**Exercise goal**
Once the line with "Currently, the Non-tensor" is found in the material, write out that line and every later line exactly, through the end.

**Source data**
PR #7374, opened 2025-11-16
[Draft] support PointCloud pickle

chunibyo-wly:
## Type

## Motivation and Context

Currently, the Non-tensor version of Geometry Class can not work with multiprocessing very well, as these classes miss the implementation of `py::pickle`.

May I ask if it is the proper implementation to support pickle? If so, I will continue to finish the remaining classes (lineset, triangle mesh, ...).

### DIFF
--- a/cpp/pybind/geometry/pointcloud.cpp
+++ b/cpp/pybind/geometry/pointcloud.cpp
@@ -45,6 +45,21 @@ void pybind_pointcloud_definitions(py::module &m) {
                  })
             .def(py::self + py::self)
             .def(py::self += py::self)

**Answer box**
Currently, the Non-tensor version of Geometry Class can not work with multiprocessing very well, as these classes miss the implementation of `py::pickle`.

May I ask if it is the proper implementation to support pickle? If so, I will continue to finish the remaining classes (lineset, triangle mesh, ...).

### DIFF
--- a/cpp/pybind/geometry/pointcloud.cpp
+++ b/cpp/pybind/geometry/pointcloud.cpp
@@ -45,6 +45,21 @@ void pybind_pointcloud_definitions(py::module &m) {
                  })
             .def(py::self + py::self)
             .def(py::self += py::self)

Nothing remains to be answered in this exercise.